Ok so we're having a family get-together on Sunday, and the dinner theme is "Mexican".  I'm in charge of appetizers/hors d'oevres, but have no idea what to make.  Any suggestions?  Thanks!


----------



## buckytom (Mar 27, 2008)

chave, is tex-mex ok, or are you looking for authentic or regional mexican.

if either is ok, i was thinking of ceviche, garlic shrimp, cactus salad, taquitos or quesadillas, and of course the ubiquitous chips and salsa


----------



## pdswife (Mar 27, 2008)

You could google for a 7 layer dip.  Cheese, refried beans, tomatoes,olives, sour cream, ground beef, lettuce are included in most recipes.


----------



## simplicity (Mar 27, 2008)

Hi chave,  I like this one.  Because
....it is simple
....it is good
....it requires no last minute preparation, nor heating, nor refrigeration and is easy to transport
....it can be made in advance - store it in plastic bags until needed

Party Mix

4 tablespoons unsalted butter - margarine is okay
2 teaspoons chili powder
1/4 teaspoon garlic salt
1/4 teaspoon onion salt
7 cups Kellogg's Crispix
2 cups Chili Cheese Fritos
1/4 cup grated Parmesan cheese
3/4 cup roasted peanuts

Melt butter in microwave or saucepan, then add the spices.
Toss cereal, Fritos and peanuts in a 9x 13 pan or roaster pan.
Pour butter mixture over and toss to coat thoroughly.
Bake in preheated oven at 250 Deg for 15 minutes.

Remove from oven, toss with Parmesan and return to over for 30 minutes.  Stir after 15 minutes.

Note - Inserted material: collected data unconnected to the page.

PR #23941, opened 2026-06-05
fix(pivot-table): force pivot dimensions visible when dragged to columns

### LINKED ISSUE #23937: Pivot table renders blank when all pivot dimensions are hidden
## Description

A table chart pivoted on a dimension renders completely blank (no error, no "no data" state) when that pivoted dimension's column is hidden. The query runs fine and the raw results come back correctly, but the response has `pivotDetails: null`, so the pivot table has nothing to render. Reproduces in both the saved-chart view and the explore/edit view.

## Root cause

The pivot config drag handler (`packages/frontend/src/components/VisualizationConfigs/TableConfigPanel/GeneralSettings.tsx`, `onDragEnd`) only mutates `pivotDimensions` when a dimension is dragged from Rows into Columns. It never updates the column's `visible` property:

```ts
// Add pivot — row → column
const fieldId = rows[source.index];
setPivotDimensions([...]);
```

So a dimension that was hidden while it lived in Rows carries `visible: false` with it into the pivot. That is a state the UI is meant to forbid — the visibility toggle is disabled for pivot dimensions (`disableHidingDimensions` in `ColumnConfiguration.tsx`, "Cannot hide dimensions when pivoting"), so the user can't even un-hide it.

Downstream, `derivePivotConfigurationFromChart` excludes hidden dimensions from `groupByColumns`. With the only pivot dimension hidden, `groupByColumns` is empty, `isValid` rejects the config, derivation returns `undefined`, the backend runs the query unpivoted, and `pivotDetails` comes back `null`.

This became visible after the SQL pivot migration (#23672 forced SQL pivot on, #23785 removed the legacy in-memory pivot). The old in-memory pivot ignored `visible: false` on pivot dimensions and spread them anyway, so these charts rendered fine before.

## Steps to reproduce

1. Create a table chart with two dimensions and a metric.
2. Hide one dimension's column (while it's a row).
3. Drag that hidden dimension into Columns to pivot on it.
4. The pivot table renders blank.

## Expected behavior

The pivot table renders with the dimension's values spread as column headers. Promoting a dimension to a pivot column should make it visible.

## Fix

In `onDragEnd`, when a dimension is dragged into Columns, force `visible: true` on it. Gate this on the `hide-pivot-dimensions` feature flag (`useIsHidePivotDimsEnabled`) so the in-progress feature that intentionally allows hidden pivot dimensions is untouched.

## Workaround

Drag the dimension out of Columns and back in (with the fix) — or, today, recreate the pivot with the column visible.

almeidabbm:
Dragging a dimension from Rows into Columns to pivot on it only updated `pivotDimensions`, never the column's `visible` flag. A dimension hidden while it was a row carried `visible: false` into the pivot, which left `groupByColumns` empty, derivation returned `undefined`, and the pivot table rendered blank.

This forces the dimension visible when it's dragged into Columns, gated on the `hide-pivot-dimensions` flag so the feature that intentionally allows hidden pivot dimensions is unaffected.

**Before**

https://github.com/user-attachments/assets/8d198f6c-0038-491b-b957-790136adfaf2

**After**

https://github.com/user-attachments/assets/baa9de35-4e50-4e8f-aa31-53b69be595ea

Closes #23937

### DIFF
--- a/packages/frontend/src/components/VisualizationConfigs/TableConfigPanel/GeneralSettings.tsx
+++ b/packages/frontend/src/components/VisualizationConfigs/TableConfigPanel/GeneralSettings.tsx
@@ -109,6 +109,13 @@ const GeneralSettings: FC = () => {
                         fieldId,
                         ...columns.slice(destination.index),
                     ]);
+                    // Pivot columns are always visible — a dim hidden as a row
+                    // would otherwise carry visible:false in and blank the table.
+                    if (!isHidePivotDimsEnabled) {
+                        chartConfig.updateColumnProperty(fieldId, {
+                            visible: true,
+                        });
+                    }
                 } else {
                     // Remove pivot
                     const fieldId = columns[source.index];
@@ -144,6 +151,7 @@ const GeneralSettings: FC = () => {
             setPivotDimensions,
             showToastError,
             handleToggleMetricsAsRows,
+            isHidePivotDimsEnabled,
         ],
     );
 


almeidabbm:
* **#23941** <a href="https://app.graphite.com/github/pr/lightdash/lightdash/23941?utm_source=stack-comment-icon" target="_blank">Graphite</a> 👈 <a href="https://app.graphite.com/github/pr/lightdash/lightdash/23941?utm_source=stack-comment-view-in-graphite" target="_blank">(View in Graphite)</a>
* `main`


<h2></h2>

PR #23958, opened 2026-06-05
fix(filters): read async field values from result column key

### LINKED ISSUE #18633: Dropdown not working in Lightdash dashboard filter
### Description

I've been noticing a recurring issue where the filter dropdown doesn't reliably open when users attempt to change the filter value. In many cases, the dropdown fails to appear at all, forcing users to manually type in their selection. Has this behaviour been flagged or submitted as a bug previously?

Image

1. Create charts in Lightdash dashbord.
2. Add filter to the top of the dashboard (no value is selected by default)
3. Click on the filter but no values appear. However, it works when the value is manually typed in.

### version

_No response_

### Cloud or self-hosting

None

almeidabbm:
### Description

Filter value dropdowns showed "No results found" for dimensions on aliased joins when the async query path is enabled (`ResultsCacheEnabled` flag). The backend resolves an aliased join to the original explore and rewrites the fieldId, so result rows come back keyed by the rewritten id (e.g. `generated_b_region`) while the frontend looked rows up by the requested id (`join_1_region`), silently dropping every value. Manually typing values still worked, which is how this was reported.

Fix: read the single result column key from the query results instead of recomputing it client-side, falling back to the requested fieldId. Field value search always selects exactly one dimension, and the columns map is built from the same warehouse fields that key the rows.

Repro: `generated_a` explore in the demo project joins `generated_b` as `join_1`. With the results cache flag enabled, a dashboard or explorer filter on `Join 1 Region` showed an empty dropdown; after the fix it populates and searching works.

**Before**
CleanShot 2026-06-05 at 15 09 42

**After**
CleanShot 2026-06-05 at 15 06 57

Closes: PROD-1148
Closes: #18633

### DIFF
--- a/packages/frontend/src/hooks/useFieldValues.test.ts
+++ b/packages/frontend/src/hooks/useFieldValues.test.ts
@@ -1,7 +1,11 @@
 import { QueryHistoryStatus } from '@lightdash/common';
 import { afterEach, beforeEach, describe, expect, it, vi } from 'vitest';
 import { lightdashApi } from '../api';
-import { MAX_POLL_ATTEMPTS, pollForFieldValueResults } from './useFieldValues';
+import {
+    getFieldValuesAsync,
+    MAX_POLL_ATTEMPTS,
+    pollForFieldValueResults,
+} from './useFieldValues';
 
 vi.mock('../api', () => ({
     lightdashApi: vi.fn(),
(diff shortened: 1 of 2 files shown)


almeidabbm:
* **#23958** <a href="https://app.graphite.com/github/pr/lightdash/lightdash/23958?utm_source=stack-comment-icon" target="_blank">Graphite</a> 👈 <a href="https://app.graphite.com/github/pr/lightdash/lightdash/23958?utm_source=stack-comment-view-in-graphite" target="_blank">(View in Graphite)</a>
* `main`


<h2></h2>

PR #23968, opened 2026-06-05
fix(pivot): clear stale re-run prompt when a sort-only pivot dim is hidden

pimmey:
Closes: PROD-8158

### Description:

Fixes a bug where the "re-run query" prompt would remain permanently stale when a pivot dimension was configured as sort-only (hidden). Hidden sort-only pivot dimensions are routed to `sortOnlyDimensions` and never appear in `resultsData.pivotDetails.groupByColumns`, so comparing the full `pivotDimensions` array against the results would always produce a mismatch.

The fix filters `pivotDimensions` down to only visible columns before comparing against the results, ensuring the stale query indicator accurately reflects only the dimensions that actually appear in the pivot output.

### DIFF
--- a/packages/frontend/src/hooks/tableVisualization/useTableConfig.ts
+++ b/packages/frontend/src/hooks/tableVisualization/useTableConfig.ts
@@ -215,8 +215,18 @@ const useTableConfig = (
             resultsData?.pivotDetails?.groupByColumns?.map(
                 (col) => col.reference,
             ) ?? [];
-        return !isEqual(pivotDimensions ?? [], resultsPivotDimensions);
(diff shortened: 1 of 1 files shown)


pimmey:
* **#23968** <a href="https://app.graphite.com/github/pr/lightdash/lightdash/23968?utm_source=stack-comment-icon" target="_blank">Graphite</a> 👈 <a href="https://app.graphite.com/github/pr/lightdash/lightdash/23968?utm_source=stack-comment-view-in-graphite" target="_blank">(View in Graphite)</a>
* `main`


<h2></h2>

PR #23973, opened 2026-06-05
chore(dev): add generate-api fast script

IrakliJani:
## Summary
- Add `pnpm generate-api:fast` using the tsgo common build path
- Keep generated schema post-step aligned with `pnpm generate-api`

## Testing
- `pnpm generate-api:fast`


IrakliJani:
Note: `postgenerate-api:fast` is not faster by itself. It exists because pnpm runs the matching `post<script>` hook for `generate-api:fast`; keeping it mirrors the normal `postgenerate-api` behavior so the fast command still regenerates the related schemas.

PR #23992, opened 2026-06-08
fix: surface partial field compilation errors

### LINKED ISSUE #23673: Missing project-scoped parameter causes silent SQL compilation error instead of surfacing a visible error
## Summary

When a chart references a project-scoped parameter (defined in `lightdash.config.yaml`) that is not present in the target project, Lightdash silently generates an incorrect SQL query rather than surfacing a visible error. The chart renders as empty with no error message, making it very difficult to diagnose.

## Steps to reproduce

1. Define a project-scoped parameter (e.g. `financial_display_units`) in `lightdash.config.yaml` in one dbt project (Project B).
2. Build charts in a Lightdash project that reference this parameter.
3. Deploy to a second Lightdash project (e.g. PROD) from a different dbt project (Project A) that does not include the `lightdash.config.yaml` from Project B - so the parameter is absent.
4. Promote a dashboard containing those charts from the preview (where the parameter exists) to PROD (where it does not).
5. Observe: the chart appears empty in PROD with no error message. The generated SQL is silently incorrect.

## Expected behavior

Lightdash should detect that a referenced parameter is missing and surface a visible error on the chart tile (e.g. "Parameter 'financial_display_units' is not defined in this project"), rather than silently producing malformed SQL.

## Actual behavior

The chart renders as empty. No error is shown. The SQL is compiled but incorrect, making the root cause very hard to find without inspecting the raw query.

## Why this matters

Silent failures in SQL compilation are particularly hard to debug. Users can spend significant time ruling out data issues, deploy issues, and permissions before discovering a missing parameter is the cause. A clear error message would surface the problem immediately.

## Notes

- This is especially likely to surface in multi-project dbt setups where different projects may have different `lightdash.config.yaml` files.
- The workaround is to move the parameter definition to the individual models rather than the project-level config, so it travels with the models regardless of which project deploys them.

notgiorgi:
### Description
- Surface field-level partial compilation errors during metric query compilation.
- Prevent queries from silently generating SQL for selected, sorted, or filtered fields compiled as `NULL`.
- Add regression coverage for selected fields with partial compilation errors.

### Repro steps
Using the Jaffle shop project:

1. Add a model dimension that references a project-level parameter that does not exist in `lightdash.config.yml`.

   ```yaml
   - name: missing_parameter_cli_verify
     description: Missing parameter verification dimension
     meta:
       dimension:
         sql: ${lightdash.parameters.missing_parameter}
     type: string
   ```

2. Deploy the semantic layer with the Lightdash CLI:

   ```bash
   lightdash deploy --project <project_uuid> --select orders
   ```

3. Confirm the CLI reports a partial compile, not a hard deploy failure:

   ```text
   PARTIAL_SUCCESS> orders
   Dimension "missing_parameter_cli_verify" failed to compile: Missing parameters: missing_parameter.
   ```

4. In Lightdash, create or open a chart on the `orders` explore that selects:
   - Dimension: `orders_missing_parameter_cli_verify`
   - Metric: `orders_unique_order_count`

5. Add that chart to a dashboard and load the dashboard.

Before this fix, the dashboard tile query succeeds and generates SQL like:

```sql
SELECT
  NULL AS "orders_missing_parameter_cli_verify",
  COUNT(DISTINCT "orders".order_id) AS "orders_unique_order_count"
FROM ...
```

The tile can then render empty/wrong data without surfacing the field compilation error.

After this fix, the dashboard tile query fails visibly at query time with:

```text
Dimension "missing_parameter_cli_verify" failed to compile: Missing parameters: missing_parameter.
```

<details>
<summary>Screenshots</summary>
Before:

image

After:

image

</details>

### Testing
- `pnpm -F backend test -- MetricQueryBuilder.test.ts --runInBand`
- `pnpm -F backend typecheck:fast`
- `pnpm -F backend format`
- Verified through a Jaffle shop CLI partial deploy and dashboard tile query.

Closes: PROD-8010
Closes: #23673

### DIFF
--- a/packages/backend/src/utils/QueryBuilder/MetricQueryBuilder.test.ts
+++ b/packages/backend/src/utils/QueryBuilder/MetricQueryBuilder.test.ts
@@ -83,6 +83,41 @@ const buildQuery = (
         parameterDefinitions: {},
     }).compileQuery();
 
+describe('field compilation errors', () => {
+    const exploreWithErroredDimension: Explore = {
+        ...EXPLORE,
+        tables: {
+            ...EXPLORE.tables,
+            table1: {
+                ...EXPLORE.tables.table1,
+                dimensions: {
+                    ...EXPLORE.tables.table1.dimensions,
+                    dim1: {
+                        ...EXPLORE.tables.table1.dimensions.dim1,
+                        compiledSql: 'NULL',
+                        compilationError: {
+                            message:
+                                'Dimension "dim1" failed to compile: Missing parameters: missing_parameter',
+                        },
+                    },
+                },
+            },
+        },
+    };
+
+    it('throws when a selected field has a partial compilation error', () => {
+        expect(() =>
+            buildQuery({
+                explore: exploreWithErroredDimension,
+                compiledMetricQuery: METRIC_QUERY,
+                warehouseSqlBuilder: warehouseClientMock,
+                intrinsicUserAttributes: {},
+                timezone: QUERY_BUILDER_UTC_TIMEZONE,
+            }),
+        ).toThrow('Missing parameters: missing_parameter');
+    });
+});
+
 const POP_TEST_POP_METRIC_NAME = 'total_order_amount__pop__year_1__testpop';
 const POP_TEST_POP_METRIC_ID = `orders_${POP_TEST_POP_METRIC_NAME}`;
 const POP_TEST_FANOUT_POP_METRIC_NAME = 'metric_amount__pop__year_1__fanout';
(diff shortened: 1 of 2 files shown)


notgiorgi:
* **#23992** <a href="https://app.graphite.com/github/pr/lightdash/lightdash/23992?utm_source=stack-comment-icon" target="_blank">Graphite</a> 👈 <a href="https://app.graphite.com/github/pr/lightdash/lightdash/23992?utm_source=stack-comment-view-in-graphite" target="_blank">(View in Graphite)</a>
* `main`


<h2></h2>

PR #24003, opened 2026-06-08
fix(dashboards): reconcile stale filter ids from shared links

### LINKED ISSUE #23803: [Dashboard Filters] URL filter ID mismatch causes tileTargets to be ignored - filter applies to all tiles
## Bug description

When a shared dashboard URL contains a filter whose `id` no longer matches any saved native filter `id` (e.g. after the native filter was deleted and re-added, or its target field was changed), Lightdash treats the URL filter as a new ad-hoc dimension with no `tileTargets`. This causes the filter to apply to all tiles instead of honoring the per-tile configuration on the original native filter.

This is silent and dangerous: end users see data that appears filtered to a single segment even on tiles explicitly excluded from that filter, leading to incorrect data being displayed.

## Steps to reproduce

1. Create a dashboard with a native dimension filter configured with custom tileTargets (applied to some tiles, excluded from others)
2. Share the dashboard URL with that filter active
3. Delete and re-add the same native filter (or change its target field in edit mode), then save the dashboard
4. Open the previously shared URL

## Expected behavior

The URL filter should either:
- Match by target fieldId + tableName when no ID match is found and inherit tileTargets from the matching native filter, or
- Warn the user that the URL contains a stale/unrecognized filter ID

## Actual behavior

The URL filter (now unmatched by ID) is appended as a new dimension with no tileTargets via `applyDimensionOverrides` in `packages/common/src/utils/filters.ts`. This creates a second filter that applies to every tile, overriding the intended per-tile configuration from the native filter.

## Root cause

`applyDimensionOverrides` matches URL overrides to native filters strictly by `id`. When no ID match is found, the override is appended as a new dimension with no tileTargets.

Filter IDs are regenerated client-side via `uuidv4()` whenever a native filter is deleted and re-added, or when its target field is changed in edit mode. Normal value/operator edits preserve the ID. There is no UI warning that certain edit operations will invalidate previously shared URLs for that filter.

## Environment

- Lightdash version: cloud

## Additional context

Related closed issue: https://github.com/lightdash/lightdash/issues/8008

The lack of fallback matching by fieldId+tableName means that any dashboard edit touching filter identity silently breaks distributed shared links. This is particularly harmful when the filter controls tile-level visibility of segmented data.

tatianainama:
## What

Shared dashboard links carry saved-filter overrides by `id`. When a saved filter is deleted and re-added, or its target field changes, that `id` no longer matches any saved filter, and the override was appended as a duplicate dimension with no `tileTargets`. The result: the filter applied to **every** tile, ignoring the per-tile configuration on the original filter, so viewers saw segmented data even on tiles explicitly excluded from the filter.

## Fix

`applyDimensionOverrides` now matches a stale override by `target.fieldId` + `target.tableName` when its `id` doesn't match, merging it onto the saved filter and inheriting that filter's `tileTargets` (and `id`, lock state). The function's signature, return type, and append-the-unmatched behavior are unchanged, this is purely a smarter match.

That satisfies the issue's first proposed fix (match by fieldId + tableName) and resolves the reported case where a re-added/renamed filter rotates its id.

Closes #23803
Linear: PROD-8077

### DIFF
--- a/packages/common/src/types/applyDimensionOverrides.test.ts
+++ b/packages/common/src/types/applyDimensionOverrides.test.ts
@@ -506,4 +506,187 @@ describe('applyDimensionOverrides', () => {
             );
         });
     });
+
+    // A shared link carries a filter id that no longer matches the saved filter
+    // (the id is regenerated when a filter is deleted and re-added or its field
+    // is changed). The override must fall back to matching by fieldId +
+    // tableName so it merges into the saved filter and inherits its tileTargets,
+    // instead of being appended as a duplicate that applies to every tile.
+    describe('field-match fallback for stale ids', () => {
+        it('reconciles a stale id by field and inherits the saved tileTargets', () => {
+            const savedFilters: DashboardFilters = {
+                dimensions: [
+                    createBaseDashboardFilter(
+                        'new-id',
+                        'customers_customer_id',
+                        'customers',
+                        ['123'],
+                        {
+                            'tile-1': {
+                                fieldId: 'customers_customer_id',
+                                tableName: 'customers',
+                            },
+                            'tile-2': false,
+                        },
+                    ),
+                ],
+                metrics: [],
+                tableCalculations: [],
+            };
+            const overrides: DashboardFilterRule[] = [
+                createOverrideFilter(
+                    'old-id',
+                    'customers_customer_id',
+                    'customers',
+                    ['789'],
+                ),
+            ];
+
+            const result = applyDimensionOverrides(savedFilters, overrides);
+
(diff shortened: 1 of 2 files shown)


tatianainama:
* **#24003** <a href="https://app.graphite.com/github/pr/lightdash/lightdash/24003?utm_source=stack-comment-icon" target="_blank">Graphite</a> 👈 <a href="https://app.graphite.com/github/pr/lightdash/lightdash/24003?utm_source=stack-comment-view-in-graphite" target="_blank">(View in Graphite)</a>
* `main`


<h2></h2>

Spread on paper towels to cool.

Makes about 10 cups


----------



## pdswife (Mar 27, 2008)

Here a few that sound good.

Antojitos Minis

Traditional Salsa with Baked Chips


----------



## BBQ Mikey (Mar 27, 2008)

Pizza w/ Chorizo Sausage and Cajun Spiced Chicken
Instead of sauce, lay down tomato slices.
Grill the chicken first and then lay on top.
Slice or mince Chorizo and sprinkle it around.
Use Mexi-cheese


----------



## *amy* (Mar 27, 2008)

Queso dip & nachos
Guacamole
Ceviche served in martini glasses - shrimp etc
Mexican shrimp cocktail
Tortilla Espanolla (potato & egg omlette)
Mexican pizza

Posted a recipe for shrimp/crab stuffed avacado & a gazpacho cocktail. Try a search here, & see what you think. (Or, I can post the links here, if you like.)

And...

cinco de mayo guacamole and nacho's
(With *Blue* Corn chips)

queso dip!


----------



## Andy M. (Mar 27, 2008)

Check out Rick Bayless' recipes.


----------



## karenlyn (Mar 28, 2008)

A cheese dip with cooked ground chorizo is always wonderful.  Or taquitos (yum!) or tamale pieces.  But my favorite is fresh, homemade salsa and a minimalistic chunky guacamole with fresh tortilla chips.  mmmmm.....


----------



## chave982 (Mar 28, 2008)

Thanks for the ideas everyone! Will probably end up using one of these.


----------



## expatgirl (Mar 28, 2008)

Mexican layered dip--can find on the internet--recipes about the same--you layer refried beans (I make pinto beans and puree them) sour cream, guacamole, and top with cheese, green onions, and a few chopped tomatos. Delicious served with tortilla chips.


----------



## Jeekinz (Mar 28, 2008)

The DW was able to duplicate those South-Western Eggrolls from Chili's. But she bakes them insted of frying. It's basically a tortilla with corn, cheddar, spinach, chicken, red peppers, black beans and spices. All the pieces need to be of uniform size like the corn kernels. She makes a Ranch and cilantro dipping sauce.

Looks like this


----------



## PanchoHambre (Mar 28, 2008)

Pico De Gallo bruschetta

This is my italian-mexican fusion recipe that came from trying to bring Pico to an office party... it worked out great.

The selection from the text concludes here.